# Cannabis Mead?



## sideburnsnbellbottems67 (Feb 18, 2013)

I've been brewing beer for a while, and started in on making mead (Honey Wine) a few months ago. I made a great herbal "absinthe" flavored mead that turned out great! Now I was thinking about taking my bag of sticks and seeds and make a "Stick and Seed Mead!" I was wondering if the yeast and alcohol working its way into the sticks will be enough will be enough to extract the THC, or if I would have to make a Cannabis tea (with milk) and use that to make a Milk wine. Any brewers/chef's opinions? But a Thanks to any thoughts!


----------



## gioua (Feb 19, 2013)

here is an older tread on this subject...
sorry dont know enough about beer making to help out more then posting a link...


https://www.rollitup.org/cooking-cannabis/281675-brewing-beer-cannabis.html


----------



## sideburnsnbellbottems67 (Feb 20, 2013)

Thank you, This is just what I was looking for!


----------



## knifethrower (Feb 24, 2013)

This thread caught my eye because I have extensive experience in making mead, beer and in growing my own weed over the last two decades.
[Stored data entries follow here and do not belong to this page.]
PR #221, opened 2016-12-12
[UI] Datagrid column headers wrap fix

### LINKED ISSUE #207: [ng] Datagrid column headers wrap
```
[ ] bug
[ ] feature request
[X] enhancement
```

### Expected behavior

The data grid should either not wrap column headers or should wrap them intelligently. When a column header is wrapped, the filter icons across all headers should be positioned relative to the extra line height from the wrapped header text.

### Actual behavior
Data grid column headers wrap haphazardly and the filter icons are position as if the column headers are just a single line.

### Reproduction of behavior

https://embed.plnkr.co/6PaGJK/

screen shot 2016-12-08 at 10 58 02 am

### Environment details

* **Angular version:** 2.2.0

* **Clarity version:** 0.7.3

* **OS and version:** 

* **Browser:** [all]

Robertmw:
- Solve scaling column separator
- Solve placement of filter icon and title

- Closes #207

Signed-off-by: Robert Pamfile <robert.pamfile@gmail.com>

BY BYTEX ROMANIA

### DIFF
--- a/src/clarity/datagrid/_datagrid.clarity.scss
+++ b/src/clarity/datagrid/_datagrid.clarity.scss
@@ -89,11 +89,12 @@
                 position: absolute;
                 // Actual formula for top is: cellHeight - borderHeight / 2
                 // which is: baselineRem(1.5 - 1 / 2)
-                top: $clr_baselineRem_0_25;
+                top: 0;
                 right: 0;
-                height: $clr_baselineRem_1;
-                width: 0;
-                border-left: 1px solid $clr-lighter-midtone-gray;
+                bottom: 0;
+                width: 1px;
+                margin: $clr_baselineRem_0_25 0;
+                background-color: $clr-lighter-midtone-gray;
             }
 
             .datagrid-column-title {
@@ -104,12 +105,24 @@
                 }
             }
 
+            .datagrid-column-flex {
+                display: flex;
+            }
+
+            clr-dg-filter,
+            clr-dg-string-filter {
+                display: flex;
+                order: 99;
+                margin-left: auto;
+            }
+
             &.asc, &.desc {
                 font-weight: 600;
 
-                &::after {
+                .datagrid-column-flex::after {
                     content: "";
-                    display: inline-block;
+                    display: flex;
+                    flex: 0 0 auto;
                     vertical-align: middle;
                     width: $clr-datagrid-icon-size;
                     height: $clr-datagrid-icon-size;
@@ -119,11 +132,15 @@
                 }
             }
 
-            &.asc::after {
-                background-image: generateUpArrowIcon($action-blues-dark-midtone);
+            &.asc {
+                .datagrid-column-flex::after {
+                    background-image: generateUpArrowIcon($action-blues-dark-midtone);
+                }
             }
-            &.desc::after {
-                background-image: generateDownArrowIcon($action-blues-dark-midtone);
+            &.desc {
+                .datagrid-column-flex::after {
+                    background-image: generateDownArrowIcon($action-blues-dark-midtone);
+                }
             }
 
             .datagrid-filter-toggle {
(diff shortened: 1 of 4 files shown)


jaffoneh:
Hi @Robertmw: thanks for making a contribution, we appreciate it!

Seems like the commit belongs to robertp@plumgrid.com but it is being signed off by robert.pamfile@gmail.com. That's why the @vmwclabot is not happy. Could you sign it off with the correct email address?

Also, **could you provide a before/after images of the change**, this will help reviewers as they look at this. Thanks!

dragosrusu:
@Robertmw : please also attached "BYTEX ROMANIA" in your commit message. Thank you.

src/clarity/datagrid/datagrid-column.ts
```diff
@@ -16,14 +16,18 @@ import {Sort} from "./providers/sort";
...
         <!-- I'm really not happy with that select since it's not very scalable -->
-        <ng-content select="clr-dg-filter, clr-dg-string-filter"></ng-content>
-        
-        <clr-dg-string-filter *ngIf="field && !customFilter" 
-            [clrDgStringFilter]="defaultFieldFilter"></clr-dg-string-filter>
-            
-        <button class="datagrid-column-title" [disabled]="!sortable" (click)="sort()">
-            <ng-content></ng-content>
-        </button>
+        <div class="datagrid-column-flex">
```
youdz: Why add an extra wrapper here?

From what I see in the CSS and here, you should just add `display: flex;` for `.datagrid-column` instead of adding an extra wrapper and an extra class.

Robertmw: Adding `display:flex;` to `.datagrid-column` will break the flow. 

Indeed, flex can be added to `.datagrid-column` but that will require a total refactor for the whole datagrid component CSS (moving from `display: table-row;`  to `display: flex;`). If you guys are ok with such changes, I can start working on that.

@adityarb88 @mathisscott

mathisscott: I would rather not refactor the entire datagrid component CSS... What are your thoughts, @youdz?

youdz: My bad, you're right. I forgot about the `display: table-head` on the columns, that was obvious.

I agree with Scott, refactor here is overkill, what you have now is fine.

Robertmw:
Ok, I updated the email address and below you can find the before/after printscreens

Before fix:
image

After fix:
image

youdz:
This looks almost good to me, thanks for handling that. 👍 

There is still one last thing that needs to be fixed, it's the position of the "sort" arrow when a column is currently sorted. This is what's happening right now, with your change:
image

I believe it's as simple as changing the current pseudo-element selector from 
```css
.datagrid .datagrid-column.asc::after
```
to 
```css
.datagrid .datagrid-column.asc .datagrid-column-flex::after
```
and probably add some flex property to make sure the arrow always keeps the same size.

jaffoneh:
@Robertmw once this PR goes in, mind adding your name `Robert Pamfile` to the contributors page here: https://vmware.github.io/clarity/community/ ?

src/clarity/datagrid/_datagrid.clarity.scss
```diff
@@ -104,10 +105,21 @@
...
+                display: flex;
+                order: 99;
+                margin-left: auto;
+            }
+
             &.asc, &.desc {
                 font-weight: 600;
 
-                &::after {
+                .datagrid-column-flex::after {
```
youdz: This is missing `flex: 0 0 auto` The arrow icon shouldn't flex.

Checked your branch right now, this is what it looks like at the moment:
image
And this is with `flex: 0 0 auto`:
image

Robertmw: Done, @youdz please review again. Thank you!

Robertmw:
Another before/after screenshots with ascendant icon included.

Before:
image

After:
image

src/clarity/datagrid/_datagrid.clarity.scss
youdz: Adding `display: flex` to this element is not needed, it doesn't need any display property set since the container being flew is all we need. But that's a nitpick, it doesn't change anything so this is good to go.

I will not claim to be an absolute expert but here are my thoughts on this subject.
I have tried using stems/seeds in various ways many years ago and with extremely disappointing results. I am much more educated now and would never even consider it. Seeds will not get you high unless they are completely covered in THC from being in contact with the bud. It's better to save them for growing or just throw them away. Stems contain very little THC and it would take quite a bit of them to get much THC out of them. And here's the bottom line. Stems taste nasty and will ruin the flavor of anything you to put them into. Mead is very expensive to make. Honey is not cheap. And I believe it would be barely consumable if it had canna stems or even your premo bud steeping in it for several months while the mead ages. And besides the nasty taste I doubt there would be enough psychoactive drug in there to even be noticed.
There are a few ways to extract THC from your weed and I would still never consider using stems and seeds after the experiences I have had. Not even if I was desperate.
THC in the form of Hash is extracted with the use of canna leaves, ice water, and a series of filters.
THC in the form of Hash Oil is extracted with the use of high grade alcohol or even solvents such as paint thinner. The idea is for the alcohol/solvent to evaporate leaving the Hash Oil behind.
The most common way of extracting THC is through cooking with a fat such as oil or butter. If you are growing your own then every leaf on your plants is a gold mine and should never be discarded. If you are a smoker, save your bud for smoking and use the leaves for your cooking/hash/hash oil (check out my "coconut canna tea" recipe).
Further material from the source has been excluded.